ACTION ITEM
Below are the entries. Transcribe exactly the lines from the one with "Thanks for contributing" through the one with "Thanks for proving", ends included, and leave out all others.

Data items
PR #1838, opened 2025-12-26
Ruby 4.0

caius:
## What?

- [x] [Upgrade standardrb in #1839](https://github.com/lobsters/lobsters/pull/1839)
- [x] Upgrade Bundler to 4.0.3
- [x] Add ruby platform back to `Gemfile.lock`
- [x] Let bundler upgrade a bunch of gems that need to be for Ruby 4.0 compatibility
- [x] Pin Ruby to 4.0.0

## Why?

Ruby 4 is our Christmas Present from Ruby core team.

The gems that got updated were forced upgrades by bundler/ruby 4.x running `bundle install`. Didn't have to do any magic to figure out which they were.

The ruby platform is added back so we correctly depend on non-specific-platform gems (which in turn pins dependencies better-er I think), and also means that anyone trying to `bundle install` on a platform that isn't Darwin/arm64 or Linux/amd64 is able to install without Gemfile.lock always being dirty in git.

We need the rubocop-ast upgrade from #1839 or we can't run linting on this branch. (This branch is stacked on that one, but GitHub doesn't support cross-fork stacked branches. Ugh.)


pushcx:
Thanks for contributing this, Merry Christmas to us.

Could you rebase or merge in `main`? In #1843 I merged a new build check to make sure I don't break the docker setup. I'd like to exercise that as long as we're doing one of our infrequent Ruby upgrades.

caius:
Pushed and check did indeed fail in https://github.com/lobsters/lobsters/actions/runs/20624466151/job/59232527496

Added the Dockerfile.dev change into the upgrade commit and pushed again, should be good now.

pushcx:
Thanks for proving that works and catches exactly the issue I was concerned about.

Happy new year, happy 4.0. :D

gjtorikian:
👋 I got pinged about a5c77ca644acfb91a40e5d8c293314033d161cfb and Commonmarker not supporting Ruby 4.0. Version 2.6.1 now supports Ruby 4.

PR #1839, opened 2025-12-27
Update standardrb gems

caius:
## What?

- [x] Update standardrb gems
- [x] Update rubocop-ast (indirect dependency)

## Why?

rubocop-ast needs updating for Ruby 4, and we probably want to update standardrb, et al anyway.

Also have `bundle exec standardrb --fix` fix all our new issues.

### DIFF
--- a/app/controllers/comments_controller.rb
+++ b/app/controllers/comments_controller.rb
@@ -190,7 +190,7 @@ class CommentsController < ApplicationController
 
       render partial: "comment", locals: {comment: comment, show_story: show_story, show_tree_lines: show_tree_lines}
     else
-      redirect_back fallback_location: root_path
+      redirect_back_or_to(root_path)
     end
   end
 


app/controllers/comments_controller.rb
```diff
@@ -190,7 +190,7 @@ def disown
 
       render partial: "comment", locals: {comment: comment, show_story: show_story, show_tree_lines: show_tree_lines}
     else
-      redirect_back fallback_location: root_path
+      redirect_back_or_to(root_path)
```
caius, line 193: Changed by `bundle exec standardrb --fix`

pushcx:
Thanks for bumping this. I've been meaning to but waiting on a release with the fix for https://github.com/standardrb/standard-rails/issues/112 - hopefully that'll be this one.

PR #1841, opened 2025-12-28
Lean on YJIT/Frozen strings everywhere in CI

caius:
## What?

- [x] Move `RUBYOPT` to apply to all CI jobs in check pipeline
- [x] Replace `RUBY_YJIT_ENABLE` with `RUBYOPT=--yjit`

## Why?

We weren't enabling frozen string literals everywhere in CI due to brakeman having an issue, but that's been fixed upstream so now we're good to use this everywhere. Keep the debugging enabled so we stand a chance of figuring out what broke if something does break in future.

We currently use `RUBY_YJIT_ENABLE` envariable to enable Ruby's YJIT in the test suite, given we're already defining `RUBYOPT` we might as well pass `--yjit` in there - if we want to tune the YJIT memory usage, etc then we'll need to do it from `RUBYOPT` in future anyway.

Also enable deprecation warnings in the test suite, `spec/spec_helper.rb` is basically the first "app file" loaded when we run `bundle exec rspec` so its a good place to enable these things and have warnings emitted from both the dependencies we load and the app itself.

### DIFF
--- a/.github/workflows/check.yml
+++ b/.github/workflows/check.yml
@@ -10,7 +10,7 @@ concurrency:
   cancel-in-progress: true
 
 env:
-  RUBYOPT: "--enable-frozen-string-literal --debug-frozen-string-literal"
+  RUBYOPT: "--yjit --enable-frozen-string-literal --debug-frozen-string-literal"
 
 jobs:
   test:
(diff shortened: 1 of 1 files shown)


pushcx:
Thanks for catching this opportunity and updating us!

EXERCISE SOLUTION
Thanks for contributing this, Merry Christmas to us.

Could you rebase or merge in `main`? In #1843 I merged a new build check to make sure I don't break the docker setup. I'd like to exercise that as long as we're doing one of our infrequent Ruby upgrades.

caius:
Pushed and check did indeed fail in https://github.com/lobsters/lobsters/actions/runs/20624466151/job/59232527496

Added the Dockerfile.dev change into the upgrade commit and pushed again, should be good now.

pushcx:
Thanks for proving that works and catches exactly the issue I was concerned about.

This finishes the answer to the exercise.